Israel dice no a Obama
La frágil luna de miel de Barack Obama con el Estado de Israel finalizó hace unos días, cuando el presidente norteamericano “se atrevió” a lanzar, desde Estambul, un llamamiento para la paz duradera en Oriente Medio; una paz inconcebible sin la existencia de dos Estados soberanos: uno, judío y otro, palestino.
Alea jacta est! Por vez primera, Obama hacía hincapié en la necesidad de reconocer el hecho diferencial palestino, las aspiraciones independentistas de un pueblo que, al igual que el judío en su momento, defiende su identidad nacional. Algo que, reconozcámoslo, el actual gabinete israelí no parece muy propenso a aceptar.
Conviene hacer memoria; las relaciones entre Barack Hussein Obama y los políticos hebreos se caracterizan por su ambigüedad. De entrada, los israelíes desconfiaron de este candidato de color, cuyo nombre les recordaba (¡ay, monomanía!) a… Saddam Hussein. Tal vez por ello uno de los primeros gestos simbólicos que acompañaron la nominación de Obama como candidato a la presidencia de los Estados Unidos fue un viaje relámpago a Jerusalén. Pocos días después de su regreso a Norteamérica, se celebró un cordial encuentro con los líderes del AIPAC, principal lobby judío estadounidense.
En la ciudad tres veces santa, Obama abogó en pro de la indivisibilidad de Jerusalén, capital del Estado judío. Durante la reunión con los directivos de AIPAC, el senador manifestó su alegría por sentirse “rodeado de amigos, de buenos amigos de toda la vida…”. Los israelíes desconfiaron de Obama, cuyo nombre les recordaba a Saddam Hussein Aun así, el establishment sionista no dudó en manifestar públicamente sus reservas ante el espectacular ascenso de un hombre en cuyo pasado se hallaba la perceptible huella del Islam. Las reticencias veladas se convirtieron en histerismo el pasado mes de enero, cuando el recién instalado presidente mandó su primer mensaje conciliador al mundo musulmán. Como si el deseo de la clase política estadounidense de buscar la convivencia con el Islam suponía una ruptura con el judaísmo o la mal llamada herencia judeo-cristiana de la civilización occidental.

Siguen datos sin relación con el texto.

PR #17321, opened 2022-06-27
Update Composer dependencies for 5.0

jmleroux:
Should fix a few dependabot alerts.

### DIFF
--- a/composer.json
+++ b/composer.json
@@ -104,7 +104,6 @@
         "symfony/messenger": "^4.4",
         "symfony/monolog-bundle": "^3.4",
         "symfony/options-resolver": "4.4.25",
-        "symfony/orm-pack": "^1.0",
         "symfony/polyfill-apcu": "1.12.0",
         "symfony/process": "4.4.25",
         "symfony/property-access": "4.4.25",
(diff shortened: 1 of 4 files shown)


composer.json
```diff
@@ -104,7 +104,6 @@
         "symfony/messenger": "^4.4",
         "symfony/monolog-bundle": "^3.4",
         "symfony/options-resolver": "4.4.25",
-        "symfony/orm-pack": "^1.0",
```
jmleroux, line 107: Automatically removed by `composer update`

tests/legacy/features/Context/DataGridContext.php
```diff
@@ -508,7 +508,7 @@ public function theRowsShouldBeSortedBy($naturally, $order, $columnName)
     public function iClickOnTheActionOfTheRowWhichContains($actionName, $element)
     {
         //Wait for the JS action to be linked to the button because it will do the default action of the row otherwise
-        $this->getSession()->wait(6000, false);
```
jmleroux, line 511: This was a big, the second parameter must be a string.
And the updated Selenium2Driver is not compatible anymore with a bool: https://github.com/minkphp/MinkSelenium2Driver/blob/v1.6.0/src/Selenium2Driver.php#L981 . If using a `false` (bool), it results in an invalid JS condition

Because it is 'false' by default, I just removed it.

niarcotyk (approved):

ValentinMumble (approved):

nmarniesse (approved):

StevenVAIDIE (approved):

Huelga decir que al malestar ya existente se suma otro factor clave: la innegable debilidad del macrogobierno liderado por Benjamín Netanyahu, que constituye, sin duda alguna, el conglomerado de corrientes más frágil de la historia política de Israel. En efecto, la presencia en el gabinete de media docena de agrupaciones de corte ideológico distinto, cuando no antagónico, se traduce por la asunción de numerosos compromisos que, a la hora de la verdad, podrían neutralizar la actuación del Ejecutivo. Cabe preguntarse si el propio Netanyahu no apostó por esta formula para bloquear cualquier intento de la Casa Blanca de poner sobre raíles un nuevo proceso de paz, más dinámico o más eficaz que los anteriores.